Girish Nadkarni of Avendus Capital says, in an interview to CNBC-TV18, that the government must boost FII inflows and advises investors to bet on pharmaceutical stocks.
The government should focus on increasing FII inflows and enhance the investment climate in the country instead of announcing reforms which might take effect in the longer term, says Girish Nadkarni of Avendus Capital.
In an interview to CNBC-TV18, Nadkarni advises investors to bet on pharmaceutical and consumer nondurable stocks and commends the government’s move to revise gas prices.
Below is the edited transcript of the interview on CNBC-TV18
Q: What is your view on a possible downgrade of India's credit profile due to steep depreciation in the rupee and the possibility of a further withdrawal of liquidity?
A: There has been a sharp downturn in the fundamentals in the last two weeks. Investors are faced with a situation where the bond, currency and capital markets are down. The FII and FDI inflows that till date funded the current account deficit due to the difference in the yields in the US and India, have started to taper. This will increase the pressure on the rupee and that is not good for all the markets. So, I’m concerned, no doubt.
Q: What is your call on the equity market? Do you expect a further downside from the current levels of around 5,600?
A: There is a distinct possibility that the markets will fall further. The broad market has actually fallen much more than the indices have held up so far. However, there is increased pressure, in terms of sectors, on most components of the index, chiefly the banking segment which has a significant weight in the Nifty and the BSE Sensex.
So, with the changes that have happened over the last few weeks such as the increase in interest rate yields there will be some amount of pressure on banks. In the medium-term, credit quality will start to deteriorate further and this could push the equity markets further down.
Q: Thursday was witness to some large-scale, delivery-based selling in many blue-chip bank stocks. Are worried about the possibility of a huge crack in stocks such as HDFC Bank and ICICI Bank or would you worry about the midcaps and the broader banking space?
A: I think when money is withdrawn from the markets, there will be broad-based selling across stocks in the banking sector as well as other sectors. But there are some components of the Indian banking sector, such as housing finance, that are fairly resilient.
Hopefully there will be pockets of buying that will emerge in some of these stocks. There will be buying at the lower levels in bank-stocks that better asset quality. Banks with a stronger balance-sheets and credit quality will find support. I estimate that is how events will play out in the banking sector.
Q: From a policy perspective, how crucial do you think is the revision in natural gas pricing as compared to sectors such as the defence being opened to foreign direct investment?

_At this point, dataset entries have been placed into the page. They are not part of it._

Issue #1871, opened 2022-07-22
Upgrade default version of Python from 3.6


swcurran:
We need to update from Python 3.6, and so need a plan to do so.  PR #1854 has been created to start the process.

We discussed this at the [ACA-Pug meeting on July 12](), notes copied below.

* 3.6 is end of life'd, so this is a high priority
* We have a 3.7 PR, but 3.7 is less than a year from end of life
* Other [versions lifespans](https://endoflife.date/python)
   * Why not use 3.10?
* Meeting Discussion:
  * On 3.7 branch, all tests are passing, but with lots of deprecation warnings
  * 3.6 to 3.7 is likely the biggest breaking change (vs. going to 3.8, 3.9, etc.)
     * 3.11 evidently has a significant performance improvement (e.g. 25%), so being ready is important
  * Suggested approach:
     * 3.7 branch for now
     * Add GHAs to run all tests on all Python versions 3.7 - 3.10.
       * Run one version on PRs (same as today)
       * Run other versions daily on a cron
     * Add tag-based publishing of artifacts, and publish to the Hyperledger GitHub Container Repository
     * @burdettadam and team to produce a HackMD doc about the plans to promote comment and community collaboration

swcurran:
Closing this as done. Opened #2072 to track errors on specific versions of python.

PR #1856, opened 2022-07-12
Githubaction publish docker image

PaulWen:
Hi, @swcurran mentioned in today's AcaPug call that you would be interested in a pipeline for building and publishing AcaPy Docker images automatically for every tagged commit.

The GitHub Action below should do this. It is triggered for every tagged commit and will build the docker image using the `docker/Dockerfile.run` file. The images are being published in the GitHub package registry of this repo.

Example: If a commit is tagged with `0.7.4-rc6` an image will automatically be built and published with the following two tags:
1. aries-cloudagent-python:latest
2. aries-cloudagent-python:0.7.4-rc6

You can also see the build image in my forked version of this repo: https://github.com/PaulWen/aries-cloudagent-python/pkgs/container/aries-cloudagent-python

Let me know if this is of any help or if I misunderstood the requirements. I am happy to iterate over it and appreciate any feedback!

PR #1888, opened 2022-08-06
feat: add dockerfiles and github actions for multiple python versions

dbluhm:
Putting this out there to hopefully spark some discussion.

This PR adds Dockerfiles for publishing images for ACA-Py directly from this repo (i.e. no dependencies on bcgovimages). I made some opinionated decisions that I hope will catch some people's attention (so you can tell me why I'm wrong :slightly_smiling_face:):
- Rather than building aries-askar, indy-shared-rs, and indy-vdr directly in the image, I opted to instead let it use the binaries bundled in the python packages. Good chance I'm wrong, but I'm about 70% sure these libraries might have been taking precedence over those included in von-image anyways.
- I am thinking of "indy-less" ACA-Py as the default. `ghcr.io/hyperledger/aries-cloudagent-python:py3.6-0.7.4` image would not have any Indy libraries installed. To get an image with Indy included, I'm thinking the image name+tag might look like: `ghcr.io/hyperledger/aries-cloudagent-python:py3.6-indy-1.16.0-0.7.4`.
- The ACA-Py+Indy image does NOT include Indy CLI (von-image did).
- The default ACA-Py image's user is now `aries` instead of `indy`. The ACA-Py+Indy image's user will still be `indy` (this inconsistency may be undesirable...).
- I introduced an `indy-python` image that can be reused as a base for things needing an image with just python3-indy and built Indy libraries. This is the base image used by the ACA-Py+Indy image. I would like to see this published as `ghcr.io/hyperledger/indy-python`.
- Rather than using pyenv to get a specific python version, I opted to just use the relevant python docker image for the requested version, i.e. `python:3.6.13-slim-buster`. Python packages are installed into the system site packages (rather than the user site packages or a virtual environment).
- ~For now, I've followed the example of the aries-cloudagent-container repo and am installing ACA-Py through the published PyPI package. It might make more sense to be able to publish directly from the repo contents?~ With the GHA additions, the images are now built directly from the repo.

I get the feeling that we can further prune a lot of the installed packages but (for now) I've left in most of those originally installed in von-image.

I've included a simple Makefile purely to demonstrate building the image and I do not anticipate that we'd leave this Makefile around. I'll plan on removing it before this PR moves on to potentially getting merged.

This is relevant to #1854, #1856, and #1871.

cc @WadeBarnes @andrewwhitehead @swcurran @burdettadam


dbluhm:
Okay, some updates. I've added Github Actions for various operations:

- Unit testing
    - Tests for ACA-Py without Indy
        - These tests run directly on the runner.
    - Tests for ACA-Py with Indy
        - These tests run inside of a container (necessary for Indy library to be available). The image for the container is built and pushed, if needed, to the ghcr.io for the current repository. The images are `acapy-test:py{python-version}-{indy-version}-{hash of dependent files}` and `indy-python-test:py{python-version}-{indy-version}-{hash of dependent files}`.
    - These are currently configured to run on each PR but it is likely more appropriate to schedule runs of most versions and just select a preferred python version and run (minimally) one with indy or one with indy and one without.
- Nightly Builds
    - If a nightly build at the current hash of the repo doesn't yet exist, these will build an ACA-Py without Indy and an ACA-Py with Indy images at midnight each day. I included these more as a proof of concept than anything. I'm not strongly opinionated about whether we should or should not do nightly builds but we certainly have that ability.
- Publish images
    - Publish an image of ACA-Py without Indy. This will produce an image with the name+tag `ghcr.io/{repo-owner}/aries-cloudagent-python:py{python-version}-{acapy-version}`. For example `ghcr.io/hyperledger/aries-cloudagent-python:py3.7-0.7.4`.
    - Publish an image of ACA-Py with Indy. This will produce an image with the name+tag `ghcr.io/{repo-owner}/aries-cloudagent-python:py{python-version}-indy-{indy-version}-{acapy-version}`. For example `ghcr.io/hyperledger/aries-cloudagent-python:py3.7-indy-1.16.0-0.7.4`.
    - These are currently only set to be triggered manually but it seems appropriate to have them run automatically on release.

dbluhm:
The `Tests (Indy)` workflows are currently failing (I believe) because of permissions of this repo to publish packages. If we want to pursue this approach, we'd probably need to reach out to Ry to help set things up.

WadeBarnes:
> The `Tests (Indy)` workflows are currently failing (I believe) because of permissions of this repo to publish packages. If we want to pursue this approach, we'd probably need to reach out to Ry to help set things up.

It's the permissions around PRs causing the issue.  PRs don't have access to GitHub secrets including `GITHUB_TOKEN`.  The images can only be published after the PR gets merged.

dbluhm:
> It's the permissions around PRs causing the issue. PRs don't have access to GitHub secrets including `GITHUB_TOKEN`. The images can only be published after the PR gets merged.

Ah, well that makes perfect sense :slightly_smiling_face:

dbluhm:
To see some completed workflows, check here for the runs from my testing on Indicio's fork: https://github.com/Indicio-tech/aries-cloudagent-python/pull/66/checks (I think those are publicly accessible??)

swcurran:
I don't have the background to assess this work.  Can someone help out and work with @dbluhm on this?

@PaulWen, @dbluhm does this related to the PR that Paul submitted earlier on Dockerfiles and the like -- #1856 

I tagged v1.0.0-rc0, and would love to see that published using the new mechanism.  I did the publish an image the old way.

PaulWen:
@swcurran as @dbluhm also added the pipelines for building and publishing the Docker images I would consider #1856 to be obsolete

reflectivedevelopment:
I think it would make sense to move the indy build into indy-sdk instead of having it in aries-cloudagent-python.

dbluhm:
I'm going to take a final pass at this this week, update documentation, make a few updates to the actions that I discovered would be helpful while testing similar setups on other repositories, and then push for this to get merged. I'll make some noise when I have those updates in and seek review from maintainers.

dbluhm:
I found that there were a number of things I could simplify after looking at this with fresh eyes. I'm working through testing those simplifications. Progress is a little slower than I'd hoped due to competing priorities but I've tapped in some of the rest of my team to help move this along.

dbluhm:
@swcurran @ianco @WadeBarnes Anything preventing us from merging in this PR? Thanks!

WadeBarnes:
@dbluhm, I'd like to look over the changes in detail first.  I'm almost at a point were I can do that.

.github/workflows/nightly-tests.yml
```diff
@@ -0,0 +1,29 @@
...
+    name: Tests (Indy)
+    strategy:
+      fail-fast: false
+      matrix:
+        python-version: ["3.6", "3.7", "3.8", "3.9", "3.10"]
+
+    uses: ./.github/workflows/tests-indy.yml
+    with:
+      python-version: ${{ matrix.python-version }}
+      indy-version: "1.16.0"
```
WadeBarnes, line 29: Some of the nightly tests are failing as expected without the added support for the additional versions of Python.  Both sets of tests are failing with python 3.7 and 3.10 in a similar fashion.  The "standard" tests are failing for python 3.6 because it is not available for ubuntu:latest, only 18.04 and 20.04.

Refer to https://github.com/WadeBarnes/aries-cloudagent-python/actions/runs/3517241353 for and example.

.github/workflows/pr-tests.yml
```diff
@@ -0,0 +1,18 @@
...
+
+on:
+  pull_request:
+
+jobs:
+  tests:
+    name: Tests
+    uses: ./.github/workflows/tests.yml
+    with:
+      python-version: "3.6"
```
WadeBarnes, line 11: I expect this will fail for the same reason it fails in the nightly tests.  The shared `tests` workflow runs on ubuntu:latest, and python 3.6 is not available for it.

.github/workflows/publish-indy.yml
```diff
@@ -0,0 +1,99 @@
...
+
+      - name: Set up Docker Buildx
+        uses: docker/setup-buildx-action@v1
+
+      - name: Log in to the GitHub Container Registry
+        uses: docker/login-action@v1
+        with:
+          registry: ghcr.io
+          username: ${{ github.actor }}
+          password: ${{ secrets.GITHUB_TOKEN }}
```
WadeBarnes, line 56: Using `github.actor` as the username causes issues in the Hyperledger org.  Use `github.repository_owner` instead.  For example; https://github.com/hyperledger/indy-shared-gha/blob/main/.github/workflows/buildimage.yaml#L51-L53

.github/workflows/publish-indy.yml
```diff
@@ -0,0 +1,99 @@
...
+          context: .
+          file: docker/Dockerfile.indy
+          tags: ${{ steps.dispatch-meta.outputs.tags || steps.meta.outputs.tags }}
+          target: main
+          build-args: |
+            python_version=${{ matrix.python-version }}
+            indy_version=${{ inputs.indy_version || env.INDY_VERSION }}
+            acapy_version=${{ inputs.version || github.event.release.tag_name }}
+          cache-from: type=local,src=/tmp/.buildx-cache
+          cache-to: type=local,dest=/tmp/.buildx-cache-new,mode=max
```
WadeBarnes, line 91: Setup of the image tags is not working as expected.  When run manually or triggered by a release a single tag is used for each of the images, resulting in the images being overwritten with only the last matrix job to run as the final image tagged.

Whether run manually or triggered by a release there should be an explicitly tagged image for each version of python listing in the matrix. 

References:
https://github.com/WadeBarnes/aries-cloudagent-python/actions/runs/3517366030
https://github.com/WadeBarnes/aries-cloudagent-python/actions/runs/3517511271
https://github.com/WadeBarnes/aries-cloudagent-python/pkgs/container/aries-cloudagent-python

.github/workflows/tests.yml
```diff
@@ -0,0 +1,37 @@
...
+  workflow_call:
+    inputs:
+      python-version:
+        required: true
+        type: string
+
+jobs:
+  tests:
+    name: Test Python ${{ inputs.python-version }}
+    runs-on: ubuntu-latest
```
WadeBarnes, line 13: This fails when used with python 3.6 because there is no python 3.6 package available for this version of ubuntu (>20.04).

ContainerImagesAndGithubActions.md
```diff
@@ -0,0 +1,122 @@
...
+variants and between the BC Gov ACA-Py images.
+
+- Standard Image
+    - Based on slim variant of Debian
+    - Does **NOT** include `libindy`
+    - Default user is `aries`
+    - Uses container's system python environment rather than `pyenv`
+    - Askar and Indy Shared libraries are installed through pip from
+      pre-compiled binaries included in the python wrappers.
+    - Built from repo contents
```
WadeBarnes, line 72: This works for release builds only because the images are built at the same time, and therefore with the same dependencies, as the package that is published to PyPi.

ContainerImagesAndGithubActions.md
```diff
@@ -0,0 +1,122 @@
...
+- Indy Image
+    - Based on slim variant of Debian
+    - Based on `indy-python`
+    - Includes `libindy` but does **NOT** include the Indy CLI
```
WadeBarnes, line 76: This is a good thing!

ContainerImagesAndGithubActions.md
```diff
@@ -0,0 +1,122 @@
...
+    - Default user is `indy`
+    - Based on `indy-python`
```
WadeBarnes, line 78: Duplicate line

ContainerImagesAndGithubActions.md
```diff
@@ -0,0 +1,122 @@
...
+    - Uses container's system python environment rather than `pyenv`
+    - Askar and Indy Shared libraries are installed through pip from
+      pre-compiled binaries included in the python wrappers
```
WadeBarnes, line 81: More specifically they are installed as dependencies of aca-py when the built wheel is used for installation.

ContainerImagesAndGithubActions.md
```diff
@@ -0,0 +1,122 @@
...
+    - Based on slim variant of Debian
+    - Does **NOT** include `libindy`
+    - Default user is `aries`
+    - Uses container's system python environment rather than `pyenv`
+    - Askar and Indy Shared libraries are installed through pip from
+      pre-compiled binaries included in the python wrappers.
+    - Built from repo contents
+- Indy Image
+    - Based on slim variant of Debian
+    - Based on `indy-python`
```
WadeBarnes, line 75: In the Dockerfile.indy, this is referred to as `indy-base`.

ContainerImagesAndGithubActions.md
```diff
@@ -0,0 +1,122 @@
...
+    - Includes `libindy` but does **NOT** include the Indy CLI
+    - Default user is `indy`
+    - Based on `indy-python`
+    - Uses container's system python environment rather than `pyenv`
+    - Askar and Indy Shared libraries are installed through pip from
+      pre-compiled binaries included in the python wrappers
+    - Built from repo contents
```
WadeBarnes, line 82: This works for release builds only because the images are built at the same time, and therefore with the same dependencies, as the package that is published to PyPi.

docker/Dockerfile.indy
```diff
@@ -0,0 +1,260 @@
...
+    cargo clean
+
+# Package python3-indy
+RUN tar czvf ../python3-indy.tgz -C indy-sdk*/wrappers/python .
+
+# grab the latest sdk code for the postgres plug-in
+WORKDIR $HOME
+ARG indy_postgres_url=${indy_sdk_url}
+RUN mkdir indy-postgres && \
+    curl "${indy_postgres_url}" | tar -xz -C indy-postgres
```
WadeBarnes, line 66: The `indy-sdk` is getting downloaded twice, once to build the `sdk` and once to build the `postgres plug-in`.  I'd recommend downloading the source once and building the both packages off the same source, like it's done in `von-image`.

WadeBarnes (changes requested):
@dbluhm, I finally got around to reviewing this PR in detail.  Sorry it took so long.

It appears the `acapy-test` target in `Dockerfile.indy` replaces `Dockerfile.test-indy`, and that `ghcr.io/hyperledger/indy-python` is no longer built and published.  If this is the case remove `Dockerfile.test-indy`.  Should a similar approach be taken with `Dockerfile` to replace `Dockerfile.test`?

Remove the `Makefile`, it's already obsolete.

Specific review comments follow.

dbluhm:
>  Should a similar approach be taken with Dockerfile to replace Dockerfile.test?

Fair question; I think we could add the test image as a stage in the main Dockerfile but I don't think I would recommend this. The test image being a stage for the indy setup was essentially required for us to have the indy-base available without needing to separately commit it to an image. We don't have the same requirements for the standard, non-indy setup. There's no shared base (besides just a python image) between the main docker image and the test docker image.

.github/workflows/nightly-tests.yml
dbluhm: Ah, thanks for pointing this out. I threw python 3.6 back into the mix last minute and didn't consider that it might be unavailable. I'll see if I can add ubuntu version as another matrix parameter to solve the issue. When we've officially moved away from python 3.6, I imagine we can just go back to running with ubuntu:latest.

ContainerImagesAndGithubActions.md
dbluhm: I'm not certain I follow your meaning here. The Dockerfile will build a wheel from the repo contents and install that wheel in the final stage of the image build. As currently structured, the Dockerfile is not pulling from PyPI for the ACA-Py package, just its dependencies.

docker/Dockerfile.indy
dbluhm: I think this is a fair simplification but to call out an implication: this would mean that the postgres storage plugin with a slightly different version from the Indy SDK could not be installed. I think I got the idea that this was desirable by looking at `von-image`'s build scripts, actually lol. So do we need to retain this ability?

.github/workflows/publish-indy.yml
dbluhm: I believe this has been corrected now. See: https://github.com/dbluhm/aries-cloudagent-python/actions/runs/3603865313/jobs/6072572552

WadeBarnes (changes requested):
Looking better.

Example test run; https://github.com/WadeBarnes/aries-cloudagent-python/actions/runs/3689652122.  Tests against python versions 3.7 and 3.10 for `ACA-Py` and `ACA-Py (Indy)` both fail (as expected) as they did before.

There is still an issue with the images built when triggered from a release.  The python tags are not getting added like they do when you run the pipeline manually.

References (there is only a single image tagged `1.0.0-rc3`):
- https://github.com/WadeBarnes/aries-cloudagent-python/actions/runs/3694879436
- https://github.com/WadeBarnes/aries-cloudagent-python/actions/runs/3694879435
- https://github.com/WadeBarnes/aries-cloudagent-python/pkgs/container/aries-cloudagent-python/versions

You'll see the manual runs (`test-acapy-publish` and `test-acapy-publish-indy`) were tagged with the python version number as expected.  However, the release triggered runs of both `Publish ACA-Py` and `Publish ACA-Py (Indy)` are overwriting each other's images AND are not receiving the expected python version prefix.  I suspect the manually triggered publish workflows would overwrite each others images too, if I had used the same tags for each, since the two builds do not use explicit tags to distinguish the resulting `indy` and `askar` images.

The other issue with the image builds is the versions of python being used.  Images are being published with python 3.7, 3.8, 3.9, and 3.10, however, the aca-py tests fail when using python 3.7 and 3.10 for both `ACA-Py` and `ACA-Py (Indy)` tests.  Images should not be built for versions when their associated tests fail.  Otherwise we're publishing images that will not work.

There are also no images build for python 3.6 to keep things consistent with the current `bcgovimages/aries-cloudagent` images.

dbluhm:
@WadeBarnes @swcurran in the interest of keeping this moving forward, here's a quick update: I've attempted to correct the issues and pushed what I hope will fix at least the tag name collision issues. I have some currently broken work on running tests before publishing a release which can be found here: https://github.com/dbluhm/aries-cloudagent-python/tree/fix/release-version-issues

I propose that, unless we have major issues with these as currently structured, we go ahead and merge at least the PR related actions so we can overcome CircleCI issues and then commit to fixing the release workflow ASAP. I'd be happy to prepare a separate PR with just the actions for running tests on nightly and PRs if that would help us feel more comfortable.

WadeBarnes:
@dbluhm, It looks like there are still some bugs to workout with the images published with the workflows are triggered by a release.  The images are still getting overwritten, as they are not getting tagged with the python version.

References:
- https://github.com/WadeBarnes/aries-cloudagent-python/actions/runs/3743057801
- https://github.com/WadeBarnes/aries-cloudagent-python/actions/runs/3743058781
- https://github.com/WadeBarnes/aries-cloudagent-python/actions/runs/3743062864
- https://github.com/WadeBarnes/aries-cloudagent-python/actions/runs/3743062872
- https://github.com/WadeBarnes/aries-cloudagent-python/pkgs/container/aries-cloudagent-python/versions

The `pr-tests` workflow is working; https://github.com/WadeBarnes/aries-cloudagent-python/actions/runs/3743130229

I think the best way forward is to separate the PRs.  Please proceed with preparing a separate PR with just the actions for running tests on nightly and PRs.

dbluhm:
This PR is being broken up into more bite-sized pieces. See:
- #2058 
- #2059 
- Another PR will be opened for docker images and publishing those images.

A: In terms of policy, the most important challenge for the government is to lure and maintain the inflows of foreign capital into the country. This will involve speeding up FDI investment and opening up more sectors across the economy to FDI investment.
The gas pricing policy broadly resembles the commendable decision on deregulating diesel prices. Though the attempts to bring natural gas prices inline with international prices will have implications on the pricing of urea and the fertiliser subsidy, over a period of time it will certainly be positively viewed by the market. It will hopefully help invite new investments in sectors that previously subsisted on subsidies.
Q: In a market where most investment options are now out of the window, where do investors put their money now? Are you still hopeful about a revival in equities or is it just good to be high on cash?
A: Investors will have to balance their investment themes in two buckets. One, the way they play the markets for a period of one year and two, looking at equity markets from a three-to-five year perspective.
Investors looking at the market from a one-year perspective would tend to be long on the defensive sector where demand is not an issue and which is not impacted by most of the market volatility. So, consumer non durables and pharmaceuticals will be big beneficiaries in the whole process.
On a three-to-five year perspective, the equity markets are close to bottoming out in the next three to four months. With the spate of bad news from both the global and the domestic economy, this is often the time when markets turn. Investors will have to wait for the reversal in the interest rates and rise in yields to start buying in the equity markets.
Q: Would it make sense for the Food Security Bill to be passed given the precarious nature of the macroeconomic indicators?
A: I would think it is a political decision that the government has to make. From an economic perspective, it will push the fiscal deficit up. But what is matter of concern currently is not so much the fiscal deficit as much as the current account deficit (CAD). The government should right now initiate measures to lure investment and enhance investment climate in the country. That is far more important for the government in the immediate future.
Q: Are you advising any buys at this level or do you think investors need to wait for the prices of good quality stocks to fall as the market is headed lower?
A: From a short-term perspective, it is safe to buy some of the good quality domestic formulation companies in the pharmaceutical sector or exporters of generic pharmaceutical companies. Though consumer stocks are trading at highs demand will continue to be strong for the consumer nondurable segment and those are safer bets in the current market. From a three-year perspective one could buy most stocks, maybe a little cheaper from the current levels, across the board.